When NASA first photographed the Larsen Ice Shelf in the 1960s, the fatal rift that separated this iceberg from Larsen C was already visible.
Ice shelves naturally undergo a process called calving, or shedding large pieces of ice, but the iceberg from Larsen C is the third large iceberg to break from the ice shelf since 1995—a pace that has some researchers concerned. (Read: Antarctica's Sea Ice Shrinks to New Record Low)
In January 1995, Larsen A, the northernmost area of the Larsen Ice Shelf, lost about 770 square miles of ice in a storm as a large iceberg broke off farther south.

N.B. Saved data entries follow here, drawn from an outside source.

PR #483, opened 2016-03-14
Close #211

### LINKED ISSUE #211: Implement SwitchDoesNotHandleAllEnumOptions
Show a warning when we `switch` over an enum but not all enum options are covered by a `case` statement. I would also add a code fix that inserts the missing ones.

For example:

	void Main()
	{
		var e = MyEnum.A;
		switch(e)
		{
			case A: break;
			case B: break;
			default: break;
		}
	}
	
	enum MyEnum
	{
		A,
		B,
		C
	}

Hosch250:
Closes #211

### DIFF
--- a/VSDiagnostics/VSDiagnostics/VSDiagnostics/Diagnostics/General/SwitchDoesNotHandleAllEnumOptions/SwitchDoesNotHandleAllEnumOptionsCodeFix.cs
+++ b/VSDiagnostics/VSDiagnostics/VSDiagnostics/Diagnostics/General/SwitchDoesNotHandleAllEnumOptions/SwitchDoesNotHandleAllEnumOptionsCodeFix.cs
@@ -1,11 +1,15 @@
-﻿using System.Collections.Immutable;
+﻿using System;
+using System.Collections.Generic;
+using System.Collections.Immutable;
 using System.Composition;
 using System.Linq;
 using System.Threading.Tasks;
 using Microsoft.CodeAnalysis;
 using Microsoft.CodeAnalysis.CodeActions;
 using Microsoft.CodeAnalysis.CodeFixes;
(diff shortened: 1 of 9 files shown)


Vannevelj:
I think you can check if something is an enum by doing `type.SpecialType == SpecialType_Enum` or something like that.

VSDiagnostics/VSDiagnostics/VSDiagnostics/Diagnostics/General/SwitchDoesNotHandleAllEnumOptions/SwitchDoesNotHandleAllEnumOptionsCodeFix.cs
```diff
@@ -0,0 +1,144 @@
...
+        }
+
+        private bool EnumIsUsingStatic(CompilationUnitSyntax root, INamedTypeSymbol enumType)
+        {
+            var fullyQualifiedName = enumType.Name;
+
+            var containingNamespace = enumType.ContainingNamespace;
+            while (!string.IsNullOrEmpty(containingNamespace.Name))
+            {
+                fullyQualifiedName = fullyQualifiedName.Insert(0, containingNamespace.Name + ".");
```
Vannevelj: This is not accurate in the case of nested enums. See for example

```csharp
public class X
{
	public enum Y
	{
		A, B, C
	}
}
```

Which has as fullyqualified name `X+Y`.

The approach seems hacky altogether -- Why do we need to check this in the first place? Can't we just add `Simplifier.Annotation` if 

```csharp
caseLabels.OfType<IdentifierNameSyntax>().Any() || !caseLabels.OfType<MemberAccessExpressionSyntax>().Any()
```

PR #485, opened 2016-03-14
Close #85

### LINKED ISSUE #85: Reference ourselves
I want VSDiagnostics to be an example implementation of VSDiagnostics. Reference the NuGet package and fix all issues we find (I know there are several violations already).

Word of caution: I've noticed that sometimes after adding the VSDiagnostics NuGet package, the solution doesn't build anymore. If this occurs, go to the bottom of it because apparently this should not be happening.

Hosch250:


Hosch250:
I have no idea what happened here.

Hosch250:
I will re-implement this after the other three I committed.  It appears that making everything into expression bodied members broke things.

PR #486, opened 2016-03-14
Remove VB.NET diagnostics.

Hosch250:


Vannevelj:
Can you also remove the Microsoft.CodeAnalysis.VisualBasic dll reference?

Hosch250:
I actually tried, but the tests failed to compile.

Issue #269, opened 2015-10-15
Simplify alias lookup through simplifier


Vannevelj:
I think we're using a lookup table to map explicit types to aliases. We should be able to simplify this using the `Simplifier`.  

https://github.com/dotnet/roslyn/blob/a4290a6f38316641b6aea1f693d19f40bcb7c35e/src/Workspaces/Core/Portable/Simplification/Simplifier.cs

Vannevelj:
That being said -- it's probably a more expensive operation so look into the internals first.

SLaks:
The internals is http://source.roslyn.io/#Microsoft.CodeAnalysis.CSharp.Workspaces/Extensions/ExpressionSyntaxExtensions.cs,2251

Vannevelj:
Done in #487

PR #487, opened 2016-03-15
Close issue #269

Hosch250:


VSDiagnostics/VSDiagnostics/VSDiagnostics.Test/Tests/General/UseAliasesInsteadOfConcreteTypeTests.cs
```diff
@@ -1596,13 +1596,13 @@ class Foo
     {
         static void Main()
         {
-            string bar = ""test"";
+            Single bar = ""test"";
```
Vannevelj: I don't get it. Why is this a fix in the first place? Shouldn't it have no warning?

Hosch250: Right, I need to change that.  Thanks for catching it.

In 1999, the National Geographic Atlas of the World added a note about the ice shelf, mentioning the accelerated disintegration for the first time.
Then in 2002, the majority of Larsen B—which is located south of Larsen A—broke off and collapsed just over a month-long period, further reducing the shelf by 1,250 square miles.

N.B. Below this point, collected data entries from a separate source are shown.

PR #505, opened 2016-03-19
Close #172

### LINKED ISSUE #172: Implement EqualsAndGetHashcodeNotImplementedTogether
When either of the two methods are implemented, the other one has to be as well. I would suggest to add a codefix which implements the method signature and throws a `NotImplementedException()` from the body.

Hosch250:
Cloes #172

### DIFF
--- a/VSDiagnostics/VSDiagnostics/VSDiagnostics/Diagnostics/General/EqualsAndGetHashcodeNotImplementedTogether/EqualsAndGetHashcodeNotImplementedTogetherAnalyzer.cs
+++ b/VSDiagnostics/VSDiagnostics/VSDiagnostics/Diagnostics/General/EqualsAndGetHashcodeNotImplementedTogether/EqualsAndGetHashcodeNotImplementedTogetherAnalyzer.cs
@@ -50,12 +50,18 @@ namespace VSDiagnostics.Diagnostics.General.EqualsAndGetHashcodeNotImplementedTo
                     continue;
                 }
 
-                if (context.SemanticModel.GetDeclaredSymbol(methodDeclaration).OverriddenMethod == objectEquals)
+                var methodSymbol = context.SemanticModel.GetDeclaredSymbol(methodDeclaration).OverriddenMethod;
+                while (methodSymbol.IsOverride)
+                {
+                    methodSymbol = methodSymbol.OverriddenMethod;
+                }
+
+                if (methodSymbol == objectEquals)
                 {
                     equalsImplemented = true;
                 }
 
-                if (context.SemanticModel.GetDeclaredSymbol(methodDeclaration).OverriddenMethod == objectGetHashCode)
+                if (methodSymbol == objectGetHashCode)
                 {
                     getHashcodeImplemented = true;
                 }
--- a/VSDiagnostics/VSDiagnostics/VSDiagnostics/Diagnostics/General/EqualsAndGetHashcodeNotImplementedTogether/EqualsAndGetHashcodeNotImplementedTogetherAnalyzer.cs
+++ b/VSDiagnostics/VSDiagnostics/VSDiagnostics/Diagnostics/General/EqualsAndGetHashcodeNotImplementedTogether/EqualsAndGetHashcodeNotImplementedTogetherAnalyzer.cs
@@ -1,0 +1,72 @@
+﻿using System.Collections.Immutable;
+using Microsoft.CodeAnalysis;
+using Microsoft.CodeAnalysis.CSharp;
+using Microsoft.CodeAnalysis.CSharp.Syntax;
+using Microsoft.CodeAnalysis.Diagnostics;
+using VSDiagnostics.Utilities;
+
+namespace VSDiagnostics.Diagnostics.General.EqualsAndGetHashcodeNotImplementedTogether
+{
+    [DiagnosticAnalyzer(LanguageNames.CSharp)]
+    public class EqualsAndGetHashcodeNotImplemented : DiagnosticAnalyzer
+    {
+        private const DiagnosticSeverity Severity = DiagnosticSeverity.Warning;
+
+        private static readonly string Category = VSDiagnosticsResources.GeneralCategory;
+        private static readonly string Message = VSDiagnosticsResources.EqualsAndGetHashcodeNotImplementedTogetherAnalyzerMessage;
+        private static readonly string Title = VSDiagnosticsResources.EqualsAndGetHashcodeNotImplementedTogetherAnalyzerTitle;
+
+        internal static DiagnosticDescriptor Rule
+            => new DiagnosticDescriptor(DiagnosticId.EqualsAndGetHashcodeNotImplementedTogether, Title, Message, Category, Severity, true);
+
+        public override ImmutableArray<DiagnosticDescriptor> SupportedDiagnostics => ImmutableArray.Create(Rule);
+
+        public override void Initialize(AnalysisContext context)
+        {
+            context.RegisterSyntaxNodeAction(AnalyzeNode, SyntaxKind.ClassDeclaration);
+        }
+
+        private void AnalyzeNode(SyntaxNodeAnalysisContext context)
+        {
+            var classDeclaration = (ClassDeclarationSyntax)context.Node;
+
+            var equalsImplemented = false;
+            var getHashcodeImplemented = false;
+
+            foreach (var node in classDeclaration.Members)
+            {
+                if (!node.IsKind(SyntaxKind.MethodDeclaration))
+                {
+                    continue;
+                }
+
+                var methodDeclaration = (MethodDeclarationSyntax)node;
+
+                if (!IsOverride(methodDeclaration))
+                {
+                    continue;
+                }
+
+                var typeInfo = context.SemanticModel.GetTypeInfo(methodDeclaration).Type;   // why isn't this working?
+            }
+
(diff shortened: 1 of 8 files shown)


VSDiagnostics/VSDiagnostics/VSDiagnostics/Diagnostics/General/EqualsAndGetHashcodeNotImplementedTogether/EqualsAndGetHashcodeNotImplementedTogetherAnalyzer.cs
```diff
@@ -0,0 +1,79 @@
...
+                }
+
+                var methodDeclaration = (MethodDeclarationSyntax)node;
+
+                if (!IsOverride(methodDeclaration))
+                {
+                    continue;
+                }
+
+                if (methodDeclaration.Identifier.ValueText == nameof(Equals) && methodDeclaration.ParameterList.Parameters.Count == 1)
```
Vannevelj: I don't like this approach. However there is a more solid alternative: you can request the symbol of `Object+Equals(object)` with something like this:

	var objectSymbol = compilation.GetSpecialType(SpecialType.System_Object);
	var objectEquals = objectSymbol.GetMembers().OfType<IMethodSymbol>().Where(x => x.MetadataName == "Equals" && x.Parameters.Count() == 1);

Afterwards you can use `context.SemanticModel.GetDeclaredSymbol(methodDeclaration).OverriddenMethod` and compare it to the the `Object+Equals(object)` method. 

Some things to note:

* Fetch `Object+Equals(object)` only once per compilation. You can do this by registering a compilation action in `Initialize()`
* You have to iterate through the inheritance structure in case a parent class already overrides it

VSDiagnostics/VSDiagnostics/VSDiagnostics/Diagnostics/General/EqualsAndGetHashcodeNotImplementedTogether/EqualsAndGetHashcodeNotImplementedTogetherAnalyzer.cs
```diff
@@ -0,0 +1,79 @@
...
+            }
+
+            if (equalsImplemented ^ getHashcodeImplemented)
+            {
+                context.ReportDiagnostic(Diagnostic.Create(Rule, classDeclaration.GetLocation(),
+                    ImmutableDictionary.CreateRange(new[] { new KeyValuePair<string, string>("IsEqualsImplemented", equalsImplemented.ToString()) })));
+            }
+        }
+
+        private bool IsOverride(MethodDeclarationSyntax methodDeclaration)
```
Vannevelj: This is overzealous with LINQ: a `Contains()` check is perfectly fine (it doesn't allocate anything).

VSDiagnostics/VSDiagnostics/VSDiagnostics/VSDiagnosticsResources.resx
```diff
@@ -509,4 +509,13 @@
   <data name="SwitchDoesNotHandleAllEnumOptionsCodeFixTitle" xml:space="preserve">
     <value>Add case(s).</value>
   </data>
+  <data name="EqualsAndGetHashcodeNotImplementedTogetherAnalyzerMessage" xml:space="preserve">
+    <value>Both Equals() and GetHashcode() must be implemented.</value>
```
Vannevelj: I would reword this to "Equals() and GetHashcode() must be implemented together" to stress that that discrepancy is the problem

VSDiagnostics/VSDiagnostics/VSDiagnostics/VSDiagnosticsResources.resx
```diff
@@ -509,4 +509,13 @@
...
+  </data>
+  <data name="EqualsAndGetHashcodeNotImplementedTogetherAnalyzerTitle" xml:space="preserve">
+    <value>Implement Equals() and GetHashcode().</value>
```
Vannevelj: That's the message for a different analyzer (the one that just provides a context action). Instead, I would make it "Implement Equals() and GetHashcode() together"

VSDiagnostics/VSDiagnostics/VSDiagnostics/Diagnostics/General/EqualsAndGetHashcodeNotImplementedTogether/EqualsAndGetHashcodeNotImplementedTogetherCodeFix.cs
```diff
@@ -0,0 +1,97 @@
...
+
+        public override async Task RegisterCodeFixesAsync(CodeFixContext context)
+        {
+            var root = await context.Document.GetSyntaxRootAsync(context.CancellationToken).ConfigureAwait(false);
+            var diagnostic = context.Diagnostics.First();
+            var diagnosticSpan = diagnostic.Location.SourceSpan;
+
+            var statement = root.FindNode(diagnosticSpan);
+
+            if (bool.Parse(diagnostic.Properties["IsEqualsImplemented"]))
```
Vannevelj: You can compress this `if` by moving the entire `context.RegisterCodeFix()` right outside of it and just taking care of the code fix title inside the if (perhaps even by using a ternary if).

Something like this:

	var message = bool.Parse(diagnostic.Properties["IsEqualsImplemented"])
					? "GetHashCode()"
					: "Equals()";

	context.RegisterCodeFix(
		 CodeAction.Create(string.Format(VSDiagnosticsResources.EqualsAndGetHashcodeNotImplementedTogetherCodeFixTitle, message),
		 x => ImplementGetHashCodeAsync(context.Document, root, statement),
		 EqualsAndGetHashcodeNotImplementedTogetherAnalyzer.Rule.Id),
		 diagnostic);

Vannevelj:
Additionally: can you update `README.md` to include the new analyzer?

VSDiagnostics/VSDiagnostics/VSDiagnostics/Diagnostics/General/EqualsAndGetHashcodeNotImplementedTogether/EqualsAndGetHashcodeNotImplementedTogetherAnalyzer.cs
Hosch250: This isn't a `Contains` call,  the Linq version would be `return methodDeclaration.Modifiers.Any(modifier => modifier.IsKind(SyntaxKind.OverrideKeyword));`

Hosch250:
I'll update the Readme when it gets merged.  I think there are a couple others missing as well.

VSDiagnostics/VSDiagnostics/VSDiagnostics/Diagnostics/General/EqualsAndGetHashcodeNotImplementedTogether/EqualsAndGetHashcodeNotImplementedTogetherAnalyzer.cs
```diff
@@ -39,18 +45,17 @@ private void AnalyzeNode(SyntaxNodeAnalysisContext context)
...
 
                 var methodDeclaration = (MethodDeclarationSyntax)node;
-
                 if (!IsOverride(methodDeclaration))
                 {
                     continue;
                 }
 
-                if (methodDeclaration.Identifier.ValueText == nameof(Equals) && methodDeclaration.ParameterList.Parameters.Count == 1)
+                if (context.SemanticModel.GetDeclaredSymbol(methodDeclaration).OverriddenMethod == objectEquals)
```
Vannevelj: What does `OverriddenMethod` refer to? Will this still work if you have a class `X : Object` that implements both methods but also have `Y : X` which violates the rule? Can you add a test to make sure this works?

Hosch250: This case does not work.  For the base class, the containing namespace of the parent Equals/GetHashCode is System.Object.  For the derived class, the parent namespace is the namespace X is defined in.  This causes the expected and actual Equals/GetHashCode methods to be different.

Hosch250: Of course, I could recurse the `OverriddenMethod` value to see if we ever reach the expected override on `Object`.  That should solve the problem.  To answer your question, `OverriddenMethod` refers to the method the current method is overridding.

Vannevelj: Yeah, that was the solution I was alluding to. I think you've already added a commit that fixes this now

Hosch250: Yep, that was #4aec46c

Scientists attributed the splintering of both icebergs to a series of unusually warm summers, and an especially warm summer in 2002. Researchers observed substantial melting during this time, noting that melted areas acted like wedges and pushed already-present cracks even deeper. (Read: Antarctica Is Covered With More Meltwater Than Thought)
In 2005, the National Geographic Atlas of the World was updated to reflect the break of Larsen B.
The remains of the Larsen B ice shelf, which is thought to be at least 10,000 years old, is disintegrating quickly and is likely to be completely gone by the end of the decade.
Meanwhile, the new Larsen C iceberg—which weighs a trillion tons—will likely break into smaller pieces. Some could remain in the Weddell Sea for decades, while other parts could find themselves swept up in the Weddell Sea Gyre, which is a circuit of ocean flow.
This would push the ice fragments north toward South America, past the west of South Georgia and the South Sandwich Islands, Helen Amanda Fricker, an Antarctic expert at the Scripps Institution of Oceanography, told the Washington Post.
Re-Writing the Maps
In the most recent edition of the National Geographic Atlas of the World in 2015, the note about the Larsen Ice Shelf was expanded to include information about Larsen B, and credited its collapse to exceptionally warm summers. (Read more about changes National Geographic made to its 2015 atlas because of melting sea ice.)
"Capturing these changes is challenging," says Ted Sickley, National Geographic's director of cartographic databases. "The pace of environmental change appears to be increasing, but at the same time we benefit from improved satellite imagery and other technology that help us identify and add these changes to our maps."
Because so much of the Larsen Ice Shelf has splintered off, scientists now worry that it could be less stable, which could mean more disintegration. The remaining ice sheets are also thinning at a rate of between 6 and 9 feet each year.
If the new Larsen C iceberg were to completely melt, sea levels would rise by 0.1 millimeters, NASA climate scientist Gavin Schmidt told Climate Central.